Vitamin E is a generic term for a group of fat-soluble compounds and consists of eight chemical forms. Foods rich in this vitamin include nuts, cereals, broccoli, and green leafy vegetables like spinach.
CYP4F2 produces the only known enzyme to metabolise vitamin E in humans and the change in enzyme activity associated with these two variants may explain individual variation in vitamin E levels, and response to supplements.

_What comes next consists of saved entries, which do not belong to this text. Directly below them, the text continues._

PR #845, opened 2018-01-23
Fix slightly broken overload resolution

lgritz:
When I committed #746, in which I made double declarations of user functions to be a warning, I changed some declarations to remove duplicates in stdosl.h, not realizing that there was some overloading resolution logic that was order dependent (as was so astutely pointed out and attempted to be solved by Marsupial in #837) and that I was inadvertently *depending* on the redundant declaration to get it right.

Ugh, so I broke it, then Marsupial's patch fixed it. Then Marsupial discovered some problems (not this!) with his patch and we reverted it, thus re-introducing the bug.

I'm reviewing another attempt to fix the order dependency problem once and for all (#844), but in the mean time, this fix to stdosl.h fixes the pow and fmod cases that are broken at the moment.

### DIFF
--- a/src/shaders/stdosl.h
+++ b/src/shaders/stdosl.h
@@ -96,8 +96,17 @@ PERCOMP2 (atan2)
 PERCOMP1 (cosh)
 PERCOMP1 (sinh)
 PERCOMP1 (tanh)
-PERCOMP2F (pow)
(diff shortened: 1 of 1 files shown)


fpsunflower:
LGTM

PR #849, opened 2018-01-30
Appveyor CI support

marsupial:
## Description
Add Appveyor CI build, shown passing here: https://ci.appveyor.com/project/marsupial/openshadinglanguage-jbc1y/history

The only major changes occur in the first two commits.
1.  Printing a struct will now error at compile time.
```
struct test { float a; float b; };
test t;
printf("t = %g\n", t); // error: struct 'test' is not a valid argument
```

This was previously allowed, but judging from the test it was relying on undefined behavior and not really doing what one would expect.

2. boost::wave is escaping Window's path separators which caused the current work dir to not be stripped properly, which is now detected and fixed in **osllex.l** _preprocess_.

## Tests
Updated some for Windows, predominately focused on IO synching and newlines.
**texture-udim** is skipped as I wasn't successful getting OIIO to build with FreeType support.

## Checklist:


lgritz:
LGTM!

lgritz:
I want to thank you again for the work to get us up on Appveyor for CI on Windows.

Though I've already merged this, I have a couple questions that I'll ask as commit comments...

appveyor.yml
```diff
@@ -0,0 +1,166 @@
...
+        Start-FileDownload https://github.com/OpenImageIO/oiio/archive/Release-1.8.7.zip
+        unzip Release-1.8.7.zip; cd .\oiio-Release*\; md "$OSL_INT_DIR" -Force | Out-Null; cd "$OSL_INT_DIR"
+        cmake ..\.. -G "$GENERATOR" -DCMAKE_CONFIGURATION_TYPES="$env:CONFIGURATION" -DCMAKE_PREFIX_PATH="$DEP_DIR;$BOOST_ROOT" -DCMAKE_INSTALL_PREFIX="$DEP_DIR" -DFREETYPE_DIR="$DEP_DIR" -DBOOST_LIBRARYDIR="$BOOST_LIBRARYDIR" -DUSE_PYTHON=OFF -DOIIO_BUILD_TESTS=OFF -DUSE_NUKE=OFF
+        cmake --build . --config $env:CONFIGURATION --target INSTALL
+
+        # LLVM
+        cd $DWN_DIR
+        git clone --depth 10 --branch release_40 https://github.com/llvm-mirror/llvm.git
+        cd llvm; md "$OSL_INT_DIR" -Force | Out-Null; cd "$OSL_INT_DIR"
+        cmake ..\.. -G "$GENERATOR" -DCMAKE_CONFIGURATION_TYPES="$env:CONFIGURATION" -DCMAKE_PREFIX_PATH="$DEP_DIR" -DCMAKE_INSTALL_PREFIX="$DEP_DIR" -DLLVM_TARGETS_TO_BUILD="X86"
```
lgritz: I'm wondering why you chose to build LLVM from source, which seems to me like it would end up being the majority of time of the CI build and test, possibly pushing it over the time limit and terminating the job early.

Would it not be better to grab pre-built binaries from here?
  http://releases.llvm.org/download.html

appveyor.yml
```diff
@@ -0,0 +1,166 @@
...
+    $env:Path += ";$OSL_BUILD_DIR\src\oslinfo\$env:CONFIGURATION"
+    $env:Path += ";$OSL_BUILD_DIR\src\liboslcomp\$env:CONFIGURATION"
+    $env:Path += ";$OSL_BUILD_DIR\src\liboslexec\$env:CONFIGURATION"
+    $env:Path += ";$OSL_BUILD_DIR\src\liboslnoise\$env:CONFIGURATION"
+    $env:Path += ";$OSL_BUILD_DIR\src\liboslquery\$env:CONFIGURATION"
+
+    cmake --build . --config $env:CONFIGURATION
+
+    # Test OSL
+    ctest -C $env:CONFIGURATION -E "texture-udim"
```
lgritz: Why did you exclude texture-udim? What was going wrong or missing for that test?

marsupial:
The way it is set up is it will compile the necessary dependencies and then cache them.
After the first run all of the dependencies are then downloaded and only OSL will be compiled.
___
Currently OpenImageIO is also cached, but can be pretty easily be adjusted to CI against OIIO.master.

**texture-udim** is skipped because I couldn't get OIIO to find FreeType properly, and that test needs OIIO with FreeType support.

Using the pre-built **LLVM** is rough for two reasons.
- It is actually an installer, not an archive, which throughs up UI when installed.
- The installed product does not contain **llvm-config** which is necessary for CMake.

It is probably do-able to get CMake to recognize an installed LLVM properly, but as OpenEXR is not available as an archive, nor OIIO caching was going to happen anyway.

lgritz:
How about https://www.nuget.org/packages/Llvm.Libs ?

Wouldn't that save a ton of time?

I've tried a whole bunch of time and can't get the full build to happen within the 1 hour time limit. Almost all the time is building llvm from scratch.

marsupial:
Might work, but I could only see it installing headers & libs, no **llvm-config**.

179f16ce2b3eb2290976fe049ef847e0f87fbf15 tests if there is enough time to build OSL, otherwise proceeds only uploading the cache (and marks the build as failing so CI won't get stuck always building the cache and showing success).

If that still doesn't work or is too hackie, can try to ask Appveyor to up your allowed time (though thats probably worse for other contributors).

PR #1459, opened 2022-02-01
CI: Add test that uses the Intel icc/icpc compiler.

lgritz:
Current status:

* I have tried to set up two tests, one on the native Ubuntu, one on
  an ASWF CentOS-based container for VFX Platform 2022. (We may not
  keep both of them, I had an easier time getting the Ubuntu running,
  but I wanted to see if I could get a faster total test on the ASWF
  container since it would let me avoid building several dependencies
  from scratch.)

* The Ubuntu-based test (which uses apt-get) gets the Intel
  components, builds, runs tests... but fails a number of tests. Some
  appear to be differing reference outputs (LSB stuff), but a few are
  fast failures because it can't read the compiled .oso files -- and
  inspecting them reveals stray NUL characters in the file, where they
  shouldn't be, and always right in front of certain floating point
  constants (suspect maybe a bug in fmt library when using icpc?).

* The CentOS-based test (which uses yum) never gets as far as installing
  the Intel components -- I get an error message about not finding the
  correct GPG keys for the repo, and I'm not sure what's going wrong.
  I think I'm following the instructions correctly that I see here:
  https://www.intel.com/content/www/us/en/develop/documentation/installation-guide-for-intel-oneapi-toolkits-linux/top/installation/install-using-package-managers/yum-dnf-zypper.html


lgritz:
@AlexMWells I would love some insight from you about the things that are broken. Do any of the test case failures ring a bell for you? I'm also not sure how the version of icc that's in this package differs from what you may be using.

lgritz:
@AlexMWells Three other oddities that I noticed and worked around for now, but that we'll need to come back to and I'm curious about your thoughts:

* I pretty much had to use CMAKE_CXX_STANDARD=17, because when I used 14, icpc gave me errors about the OSL_FALLTHROUGH macro.

* I had to bend over backwards to make sure that the dependencies built with gcc even though OSL itself is building with icc, because icc was complaining about things in OIIO's simd.h while building OIIO (something about forceinline changing between a template's initial declaration and its later full definition). But that's weird, because OSL also uses OIIO's simd.h, but I didn't see the same errors when building OSL! Not sure what to make of that.

* I got errors when building OpenColorIO. I'm not sure if anybody's ever built OpenColorIO with icc before, so I don't know if this is something spurious about our build setup, or if OCIO source code is not icc friendly. It might be something to follow up with that project after we get the rest of our own house in order.

lgritz:
CMake identifies the compiler as `The CXX compiler identification is Intel 2021.5.0.20211109`

Is that icc classic, or is that the new compiler? If the latter, that might explain why I get lots of warnings and errors that you don't seem to get.

AlexMWells:
Great start Larry, I will have to try to duplicate to properly answer your questions.

src/build-scripts/gh-installdeps.bash
```diff
@@ -41,6 +39,14 @@ if [[ "$ASWF_ORG" != ""  ]] ; then
         export LLVM_ROOT=$PWD
         popd
     fi
+
+    if [[ "$CXX" == "icpc" || "$CC" == "icc" || "$USE_ICC" != "" ]] ; then
+        sudo mv src/build-scripts/oneAPI.repo /etc/yum.repos.d
```
AlexMWells, line 44: Any reason this is a "mv" instead of a "cp"?

lgritz: oops, no, probably just a cut and paste error

AlexMWells:
Just looking at the CI / Linux icc ubuntu, the build itself appears to be completing.
However as it as configured with only:
`USE_BATCHED: b16_AVX512`
Only an AVX512 build is happening.  And the machine it just happened to execute CI on was an:
`Intel(R) Xeon(R) CPU E5-2673 v3 @ 2.40GHz`
which only has `avx` and `avx2` as reported in the build setup.

The result is that when batched regression tests run, they fall back to single point execution but emit:
`-WARNING:  Hardware or library requirements to utilize batched execution llvm_jit_fma(1) are not met, ignoring batched and using single point interface to OSL`
which ultimately can cause tests to fail because now captured output doesn't match:
`NO MATCH for  out.txt
FAIL  out.txt`

Simplest fix is to modify ci.yml to add AVX and AVX2 builds so that it will hopefully pass CI when running on older machines.  
`USE_BATCHED: b8_AVX,b8_AVX2,b16_AVX512`
Or if anyway to control CI to only run on machines with AVX512.

lgritz:
UPDATED!

Fully builds and all tests pass except for one! (Still chipping away at it.)

lgritz:
Current status: WORKS!

@AlexMWells

testsuite/exponential/ref/out.alt-icc.txt
```diff
@@ -0,0 +1,67 @@
+Compiled test.osl -> test.oso
```
AlexMWells, line 1: There are several naming conventions used for the alternative results, should they be standardized some.

AlexMWells (approved):
LTGM

lgritz:
I think that all of your suggested changes were already incorporated into the latest version I had sent, Alex. Those diffs appear to be against an older version.

testsuite/exponential/ref/out.alt-icc.txt
AlexMWells: Examples of 3 differing naming conventions (assuming they are not out of date): 
[testsuite/geomath/ref/out.icc.txt]
[testsuite/exponential/ref/out.alt-icc.txt]
[testsuite/trig/ref/out.alt-icc.txt]
[testsuite/vector/ref/out-icc.txt]

PR #1462, opened 2022-02-11
Add N/I to globals needed list when backfacing() shadeop is used

sfriedmapixar:
## Description

Fix a bug where utilizing the backfacing() shadeop would not mark the N and I globals as needed.

During the OSL runtime optimizations, if we find a backfacing() shadeop, we now add both N and I
to the list of needed globals, as the underlying implementation of that shadeop relies on them.

## Tests

This is tested by the globals-needed test.  Additionally it adds the ability to filter
out.txt in a test before diff'ing by including a regular expression for the filter in the filter_re variable.
This was so that the output from the debug mode of testshade could be limited to only
the line of interest to this test.

## Checklist:

- [ x] I have read the [contribution guidelines](../CONTRIBUTING.md).
- [ x] I have previously submitted a [Contributor License Agreement](http://opensource.imageworks.com/cla/).
- [ x] I have ensured that the change is tested somewhere in the testsuite (adding new test cases if necessary).
- [x ] My code follows the prevailing code style of this project.

### DIFF
--- a/src/cmake/testing.cmake
+++ b/src/cmake/testing.cmake
@@ -209,6 +209,7 @@ macro (osl_add_all_tests)
                 function-overloads function-redef
                 geomath getattribute-camera getattribute-shader
                 getsymbol-nonheap gettextureinfo gettextureinfo-reg
+                globals-needed
                 group-outputs groupstring
                 hash hashnoise hex hyperb
                 ieee_fp ieee_fp-reg if if-reg incdec initlist initops intbits isconnected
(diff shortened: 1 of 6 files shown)


sfriedmapixar:
My EasyCLA manager is out on vacation for the next week, so this may be in limbo for a bit.

lgritz:
Its been like this for a LONG time, I don't think there's a rush.

But I like the fixes. And nice trick with the testsuite option to filter the output!

sfriedmapixar:
Ok, got my EasyCLA approval through.  The bleeding-edge CI failure looks like a main/master rename issue.  Do I need to rebase this before you can pull it, or is it good-to-go?

lgritz:
The bleeding edge failure was already fixed by #1463, no need to worry about that. I'll just do the merge.

PR #1464, opened 2022-02-15
Pr/batched point cloud

AlexMWells:
## Description

Implement Batched pointcloud_search, pointcloud_get, and pointcloud_write.

Updated behavior of scalar pointcloud_search and pointcloud_get to not code gen branch with code gen runtime error for maxpoints/num_points larger than array size.  Instead now it codgens a clamp of the maxpoints/num_points to the arraysize.  This allows code to continue executing, and if accessed outside of the range, existing codgen range checks will still emit a runtime error.

Extracted class PointCloud definition and some helper functions to pointcloud.h so it can be shared between batched and scalar implementation.
Moved PointCloud out of anonymous namespace to OSL::pvt so a single implementation (including static maps) could be shared between batched and scalar implementation.

Refactored implementation of 
template<typename DataT, int WidthT> struct Masked;
template<typename DataT> struct Ref;

to flatten class hierarchy and fix bug where derivatives of unbounded arrays could not be constructed, IE:
MaskedDx<int[]> myDeriv(ptr, arraylength);

Added                                  MaskedData::assign_val_lane_from_scalar
Renamed MaskedData::assign_val_from to MaskedData::assign_val_from_wide
Renamed MaskedData::assign_all_from to MaskedData::assign_all_from_scalar

Updated BatchedAnalysis to indicate that results of pointcloud_search, pointcloud_get, and pointcloud_write are always varying regardless of the symbols passed in.
Updated debugging in BatchedAnalysis to emit unmangled symbol names.

Properly implement (was broken previously) BatchedBackendLLVM::llvm_zero_derivs(const Symbol& sym, llvm::Value* count) including using code gen loop to reduce code bloat.

Fixed bug in llvm_gen for raytpye where the wrong type was passed as a name parameter .  Only showed up when trying regression tests with optimizations disabled.
## Tests

Expanded testsuite/pointcloud adding 2 additional write cloud tests and 10 additional read cloud including conditionally reading/writing and varying filename, maxpoints, and sort arguments.

## Checklist:


src/cmake/testing.cmake
```diff
@@ -167,11 +167,18 @@ macro ( TESTSUITE )
...
-            if (EXISTS "${_testsrcdir}/BATCHED_REGRESSION")
+            if ((EXISTS "${_testsrcdir}/BATCHED_REGRESSION")
+                AND NOT EXISTS "${_testsrcdir}/NOOPTIMIZE")
                 # optimized for right now
                 add_one_testsuite ("${_testname}.regress.batched.opt" "${_testsrcdir}"
                                    ENV TESTSHADE_OPT=2 OSL_REGRESSION_TEST=BATCHED )
             endif ()
+            if ((EXISTS "${_testsrcdir}/BATCHED_REGRESSION")
+                AND EXISTS "${_testsrcdir}/NOOPTIMIZE")
+                # optimized for right now
```
lgritz, line 178:
```suggestion
                # not optimized
```

lgritz (approved):
LGTM. I'm going to merge now so you can move on. There was one place I spotted an incorrect comment in testing.cmake, we can just fix that on the next PR.

lgritz:
Oh neat, if a committer expresses a review comment as a "suggestion", it lets you merge the suggestions directly!

PR #1468, opened 2022-02-25
CI: Fix botched handling of OPENIMAGEIO_CMAKE_FLAGS during CI builds

lgritz:
The gh-installdeps.bash file accidentally squashed any value that
the env variable already had. Oops.


lgritz:
@AlexMWells This is what was preventing proper setting of the fmt version by the CI scripts!

PR #1472, opened 2022-03-01
Testsuite: allow using oiiotool for image diffs instead of idiff

lgritz:
Additionally, allow custom command line arguments to run after each
image is loaded, but before the comparison.


AlexMWells (approved):
LGTM

PR #1476, opened 2022-03-15
Fixes for recent OIIO TextureSystem API changes

lgritz:
Changed a function signature in OIIO master that threw us off here
just a tad, as there was no direct type conversion the compiler could
figure out on its own. Easy adjustment gives it the right hint.


lgritz:
Merging without review because things are super broken without this (if you build from OIIO master).

PR #1479, opened 2022-03-28
Fix GPU codegen crash

lgritz:
llvm_load_device_string wasn't considering temporary string variables,
only declared local variables.


cmstein (approved):
LGTM!

PR #1480, opened 2022-03-29
Hide Matrix22 definition better -- it's not part of any public API

lgritz:
Also change the one exception mentioned to a std one, matching
Imath 3.x and insulating us from any of the old Iex custom exceptions
from Imath 2.x.


AlexMWells (approved):
LGTM

PR #1659, opened 2023-03-21
Build: Fix cuda compilation flags for LLVM 15

lgritz:
For LLVM 15+, we need to disable opaque pointers. We did this for regular bitcode generation in llvm_macros.cmake, but neglected to make the corresponding change for compiling to ptx in cuda_macros.cmake.


lgritz:
We missed this spot in #1592

PR #1662, opened 2023-03-29
Switch lockgeom to interpolated and interactive

lgritz:
Establish two new metadata hints about shader parameters:

  - "interpolated" means that the parameter comes from the geometry somehow and may be bound with a different value at different points on the surfaces, or different values for different primitives that share the material. This corresponds to concepts known variously as "geometric primitive data/variables", "user data", or "vertex variables", depending on the renderer.

  - "interactive" means that the user desires the parameter to be allowed to change when the scene is interactively rerendered, without incurring a full recompile of the shader. (Variables not so marked might still be capable of being changed, but not necessarily without a re-JIT of the shaders.)

Both of these require that the parameter not be fully constant-folded or optimized away during runtime optimizeation or JIT, and thus supplant the old "lockgeom=0" hint. But their semantics may differ in other ways, so we thought it was worth introducing a separation, and at the same time, finally fixing the mis-design of "lockgeom" (which in retrospect is both a confusing name and also has the 0|1 sense backwards, thwarting even my own intuition every time I use it).

We introduce new variants of `ShadingSystem::Parameter()` that changes the optional `bool lockgeom` parameter for a new enum `ParamHints` that allows for future expansion with more hinted properties. For now, the old calls still work (lockgeom=false is the same as passing ParamHints::interpolated) and this does not introduce any break to backwards ABI compatibility at this time.

In this PR, "interpolated" is basically the replacement for the old lockgeom (though the sense is reversed). The "interactive" hint is put in place but doesn't do anything especially useful at the moment that is different from interpolated.  A few more things are coming down the pike in subsequent PRs: (1) Make interactive work and fully hook it up to ReParameter(), including on GPU. (2) Make a new global SS option that says if you're building shaders for an interactive render or an offline render. (If offline, the even "interactive" hinted params should be constant-folded.)

### DIFF
--- a/src/include/OSL/oslexec.h
+++ b/src/include/OSL/oslexec.h
@@ -111,7 +111,8 @@ public:
 
 
 
-/// Parameter property hint bitfield values
+/// Parameter property hint bitflag values. The enum values must be powers of
+/// two so they can be combined with bitwise operators.
 enum class ParamHints : uint32_t {
     /// `none`: No special properties
     none = 0,
--- a/src/include/OSL/oslexec.h
+++ b/src/include/OSL/oslexec.h
@@ -111,6 +111,66 @@ public:
 
 
 
+/// Parameter property hint bitfield values
+enum class ParamHints : uint32_t {
+    /// `none`: No special properties
+    none = 0,
+    /// `interpolated`: This parameter may be an interpolated "user data" or
+    /// "geometric primitive" variable, and so may take on different values at
+    /// different points on the surface or on different objects that share the
+    /// same material. Any optimization of the shader should take this into
+    /// account.
+    interpolated = 1,
+    /// `interactive`: Parameter may have its value interactively modified by
+    /// subsequent ReParameter calls. Any optimization of the shader should
+    /// take this into account.
+    interactive = 2
+};
+
+inline constexpr ParamHints
+operator|(ParamHints a, ParamHints b)
+{
+    return static_cast<ParamHints>(static_cast<int>(a) | static_cast<int>(b));
+}
+
+inline constexpr ParamHints
+operator&(ParamHints a, ParamHints b)
+{
+    return static_cast<ParamHints>(static_cast<int>(a) & static_cast<int>(b));
+}
+
+inline ParamHints&
+operator|=(ParamHints& a, ParamHints b)
+{
+    a = a | b;
+    return a;
+}
+
+inline ParamHints&
+operator&=(ParamHints& a, ParamHints b)
+{
+    a = a & b;
+    return a;
+}
+
+inline constexpr ParamHints
+operator~(ParamHints a)
+{
+    return static_cast<ParamHints>(~static_cast<int>(a));
+}
+
+inline ParamHints&
+set(ParamHints& a, ParamHints b, bool on = true)
+{
+    if (on)
+        a |= b;
+    else
+        a &= ~b;
+    return a;
+}
+
+
+
 class OSLEXECPUBLIC ShadingSystem {
 public:
     ShadingSystem(RendererServices* renderer   = NULL,
@@ -173,7 +233,7 @@ public:
     ///    int lazyerror          Run layers lazily even if they have error
     ///                              ops after optimization (1).
     ///    int lazy_userdata      Retrieve userdata lazily (0).
-    ///    int userdata_isconnected  Should lockgeom=0 params (that may
+    ///    int userdata_isconnected  Should interpolated=1 params (that may
     ///                              receive userdata) return true from
     ///                              isconnected()? (0)
     ///    int greedyjit          Optimize and compile all shaders up front,
@@ -200,6 +260,7 @@ public:
     ///                              that don't specify it (1).  Lockgeom
     ///                              means a param CANNOT be overridden by
     ///                              interpolated geometric parameters.
+    ///                              This option is slated for deprecation.
     ///    int countlayerexecs    Add extra code to count total layers run.
     ///    int allow_shader_replacement Allow shader to be specified more than
     ///                              once, replacing former definition.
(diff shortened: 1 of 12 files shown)


src/include/osl_pvt.h
```diff
@@ -1029,10 +1056,12 @@ class Symbol {
...
     unsigned m_const_initializer : 1;  ///< initializer is a constant expression
-    unsigned m_connected_down : 1;   ///< Connected to a later/downstream layer
-    unsigned m_initialized : 1;      ///< If a param, has it been initialized?
-    unsigned m_lockgeom : 1;         ///< Is the param not overridden by geom?
-    unsigned m_allowconnect : 1;     ///< Is the param not overridden by geom?
+    unsigned m_connected_down : 1;  ///< Connected to a later/downstream layer
+    unsigned m_initialized : 1;     ///< If a param, has it been initialized?
+    unsigned m_interpolated : 1;    ///< Is the param overridden by geom?
+    unsigned m_interactive : 1;     ///< May the param change interactively?
+    unsigned m_noninteractive : 1;  ///< The param def won't modify interactively
```
aconty, line 1063: Not sure I understand why we need interactive and noninteractive flags.

lgritz: In discussion with Lee, we wanted leave room for the source code hints to be able to explicitly say `[[ int interactive = 0 ]]` to indicting being quite sure that this parameter is not one that lookdev artists will need to adjust interactively, whereas lacking any hint one way or the other has the possibility for a runtime control to allow everything not marked to be flipped to interactive.

It's still a half-baked idea that won't be fleshed out until we have a UI and understand more how it's used in practice, but I'm leaving as a placeholder so that the hint is really 3-state on, off, or not specified.

aconty (approved):

ee33:
Also curious, is there a case where you’d want both “interpolated” and “interactive” on the same attr?


From: Larry Gritz ***@***.***>
Date: Thursday, March 30, 2023 at 10:25 AM
To: AcademySoftwareFoundation/OpenShadingLanguage ***@***.***>
Cc: Subscribed ***@***.***>
Subject: Re: [AcademySoftwareFoundation/OpenShadingLanguage] Switch lockgeom to interpolated and interactive (PR #1662)

By the way, if people feel like "interpolated" is the wrong name for this concept, it can be debated. We can discuss at today's TSC meeeting.

ee33:
Never mind, easier to leave them separate bits as you have them.

From: Eric Enderton ***@***.***>
Date: Thursday, March 30, 2023 at 12:56 PM
To: AcademySoftwareFoundation/OpenShadingLanguage ***@***.***>
Cc: Subscribed ***@***.***>
Subject: Re: [AcademySoftwareFoundation/OpenShadingLanguage] Switch lockgeom to interpolated and interactive (PR #1662)
Also curious, is there a case where you’d want both “interpolated” and “interactive” on the same attr?


From: Larry Gritz ***@***.***>
Date: Thursday, March 30, 2023 at 10:25 AM
To: AcademySoftwareFoundation/OpenShadingLanguage ***@***.***>
Cc: Subscribed ***@***.***>
Subject: Re: [AcademySoftwareFoundation/OpenShadingLanguage] Switch lockgeom to interpolated and interactive (PR #1662)

By the way, if people feel like "interpolated" is the wrong name for this concept, it can be debated. We can discuss at today's TSC meeeting.

src/include/OSL/oslexec.h
```diff
@@ -111,6 +111,66 @@ struct SymLocationDesc {
...
+    /// `interpolated`: This parameter may be an interpolated "user data" or
+    /// "geometric primitive" variable, and so may take on different values at
+    /// different points on the surface or on different objects that share the
+    /// same material. Any optimization of the shader should take this into
+    /// account.
+    interpolated = 1,
+    /// `interactive`: Parameter may have its value interactively modified by
+    /// subsequent ReParameter calls. Any optimization of the shader should
+    /// take this into account.
+    interactive = 2
```
AlexMWells, line 127: Should these enum values be specified in hex so its more obvious they are bitflags vs. a vanilla enum?

lgritz:
Sorry for the delay in following up with this. At last week's TSC meeting, we discussed this and there was a lot of back-and-forth about the naming. To summarize from my notes: Some people liked "live" instead of "interactive." And also some people didn't like "interpolated", resulting in a variety of not-quite-better suggestions like generated, provided, queried, bound, overrideable, inconstant (ugh).

After agonizing over this for a while, none of these alternatives have really won me over as being any more clear than my original choices, so I'm inclined to claim "implementor's prerogative" and just merge this PR as-is and move on to get the next set of changes ready to show. My guess is that once it's in, it will seem fine ("what color should the bike shed be?" is a different dynamic from "I painted it green, let me know you think that's a problem after you've used it for a week"). There's nothing stopping us from changing it, up until we branch for a 1.13 release. Everything in main is understood to be subject to revision, and this will be a lot less intrusive than other changes we know are coming down the road.

src/include/OSL/oslexec.h
lgritz: Considering that the only values now are 1 and 2, I'm not sure it's any clearer in hex. :-)

But I take your point, and I will clarify in the comments about the class itself.

src/include/OSL/oslexec.h
```diff
@@ -111,6 +111,66 @@ struct SymLocationDesc {
 
 
 
+/// Parameter property hint bitfield values
```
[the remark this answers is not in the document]
lgritz: yes, good point

src/include/OSL/oslexec.h
fpsunflower: C++ has binary literals since C++14 which I think is our floor, right?

fpsunflower (approved):
LGTM

src/include/OSL/oslexec.h
lgritz: Yes, 14 is the floor. I've never used binary literals, but they make sense here. Another idiom I've used is

    pepperoni = (1 << 13),
    mushroom  = (1 << 14),
    pineapple = (1 << 15),
    ...

But when the only choices are 1 and 2, I'm not sure any of these language flourishes really improves the clarity. If and when there are enough bits to be confusing, we can choose a different notation.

The study led by Dr Robert Parker, an associate professor of nutritional sciences at Cornell University, looked at CYP4F2-dependent metabolism of six of the most commonly occurring forms of the compound in the human diet.
The researchers found that the W12G variant showed more enzyme activity and the V33M variant less activity, than a normal copy of the gene. The two genetic variants were both the result of a single DNA base change.
The US study found that the variants commonly occur in many populations, with the W12G variant present in 21 percent of African Americans and the V33M variant present in 17 percent of European Americans.
Given the frequency at which these variants occur, and the health problems associated with vitamin E deficiency, the investigators suggest that the clinical implications of CYP4F2-dependent activity should be studied further.
Although it is known that decreased CYP4F2 activity affects vitamin E levels in humans, this study investigated the gene by inserting it into insect cells; therefore the researchers do not know what impact the two SNPs (single nucleotide polymorphisms) have in the human body.
This study was published in the November issue of The Journal of Nutrition.